Nobody wants to watch basketball from flyover country. Not even people from flyover country want to watch flyover basketball. Witness the San Antonio Spurs, an old-time ABA squad and the greatest basketball team of the current era. Or rather, don’t witness them. The Spurs have won four titles in the past nine years—and have drawn the three lowest NBA Finals TV ratings in that span.
I like the Spurs, personally. I like blood sausage, too, but I don’t expect McDonald’s to start selling it to me. America, as a whole, turns its back on the Spurs. It’s not their style of play that’s to blame. Sure, they’re a grinding defensive team, with two streak shooters and one all-time-great big man who refuses to put up all-time-great scoring performances. But that also describes the Celtics. And the Spurs do whine to the referees a lot, but that never hurt John McEnroe. Besides, none of the complaints against the Spurs explains why the public won’t even embrace them as villains. If rooting for the New York Yankees is like rooting for U.S. Steel, rooting against San Antonio is like rooting against Archer Daniels Midland.

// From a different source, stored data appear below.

PR #695, opened 2021-07-22
feat: add hub catalog source

casperstorm:
Since Townlong Yak has been [deprecated](https://www.townlong-yak.com/addons/about/update-api) I've chosen to remove it from the Catalog, but instead added Hub support. Hub is a new a upcoming repository from WowUp.

Depends on https://github.com/ajour/catalog/pull/2

## Proposed Changes
  - Remove Townlong Yak and add support for Hub (since we used Hub for TLY, it is mainly a renaming task).
  - Added a `All` source when viewing Catalog.

## Checklist

- [ ] Tested on Windows
- [ ] Tested on MacOS
- [ ] Tested on Linux


crates/core/src/repository/mod.rs
```diff
@@ -13,15 +13,16 @@ use std::str::FromStr;
...
+use backend::{Curse, Github, Gitlab, Hub, Tukui, WowI};
 
 #[derive(Debug, Clone, Copy, PartialEq, PartialOrd, Ord, Eq, Serialize, Deserialize)]
 pub enum RepositoryKind {
     Curse,
     Tukui,
     WowI,
-    TownlongYak,
+    #[serde(alias = "TownlongYak")]
+    Hub,
```
casperstorm, line 25: We can do this to make sure that addons installed from TownlongYak will continue and use Hub going forward. This is because we used TLY with Hub as a backend before, so they are plug and play.

If we remove it, the addons will fall back to Curse. This will actually still work because TLY addons recently were added to Curse.

@tarkah Which migration solution do you like the best? Rely on fallback or add the alias.

crates/core/src/catalog.rs
```diff
@@ -6,7 +6,8 @@ use chrono::prelude::*;
 use isahc::AsyncReadResponseExt;
 use serde::{Deserialize, Serialize};
 
-const CATALOG_URL: &str = "https://raw.githubusercontent.com/ajour/catalog/main/catalog-0.1.0.json";
+const CATALOG_URL: &str =
+    "https://raw.githubusercontent.com/ajour/catalog/feat/hub-source/catalog-0.1.0.json";
```
casperstorm, line 10: TODO: This has to be changed before we release it.

crates/core/src/config/mod.rs
```diff
@@ -91,6 +91,15 @@ pub struct Config {
     pub start_closed_to_tray: bool,
 }
 
+/// Deserialize `catalog::Source`.
+/// If we find a unknown type, we return None rather than panic.
+fn from_catalog_source<'de, D>(deserializer: D) -> Result<Option<catalog::Source>, D::Error>
```
casperstorm, line 96: I've made a custom deserializer, because if the user had selected Townlong Yak as the `catalog::source` it would fail when loading `Config`. Now, it just returns `None` if it does not know the enum type.

crates/core/src/catalog.rs
```diff
@@ -6,7 +6,8 @@ use chrono::prelude::*;
 use isahc::AsyncReadResponseExt;
 use serde::{Deserialize, Serialize};
 
-const CATALOG_URL: &str = "https://raw.githubusercontent.com/ajour/catalog/main/catalog-0.1.0.json";
+const CATALOG_URL: &str =
+    "https://raw.githubusercontent.com/ajour/catalog/feat/hub-source/catalog-0.2.0.json";
```
casperstorm, line 10: This has to be changed.

crates/core/src/config/mod.rs
tarkah: You could also alias source like you did for RepoKind and it'll just load that one?

crates/core/src/repository/mod.rs
tarkah: I like the alias idea, since that's the source those add-ons are hooked up to anyway 👍

tarkah (commented):
Looks good! I still need to test out, but should all work since it's truly just a rename. And opening up catalog to return all add-ons vs just TY add-ons should *just work*

crates/core/src/config/mod.rs
casperstorm: I think it's better to keep it the same so I'll do alias as you suggest!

What is San Antonio? How can people care about it?…
Not every surviving team would have to be great, but they would all need to have recognizable identities. No more Atlanta Hawks. Instead of trying to rebrand the lifeless New Jersey Nets as the Brooklyn Nets, just send them into limbo. One team from Texas is plenty—let Tim Duncan and Manu Ginobili join the Houston Rockets…
Scocca’s kicker is a bit more Texas-friendly:
Alas, David Stern’s NBA is going in the opposite direction. Even as the league basks in a Boston-Los Angeles showdown, the owners are trying to help a consortium of hicks pry rookie of the year Kevin Durant and the Supersonics out of Seattle (Gary Payton! Jack Sikma! The Space Needle!) and move the team to the hick town of Oklahoma City in the hick state of Oklahoma. It’s hard to feel too bad for Durant, though. If he keeps on developing, it’s only a matter of time till he ends up in Los Angeles
A “consortium of hicks?” Wasn’t Steven Soderbergh supposed to make a movie of that novel?
Of course, it’s pointless to take issue with something that is ultimately tongue-in-cheek, but Atlanta’s flyover country? Granted, the team sucks. And I suppose that Delta is about to disappear (or is Northwest taking their name)? And hey, I love Seattle, but if those Okies weren’t in the picture, there is no way that the city would fit into Scocca’s theory. Besides that: Gary Payton and Jack Sikma? What about George Gervin and Swen Nater? Swen Nater! (I just like to say it).
But Scocca’s larger point is something that I actually said myself on someone else’s blog not long ago: In all sports, fans and media will always say how refreshing it is to get a break from dynasties or giant-market teams, but the ratings always say otherwise.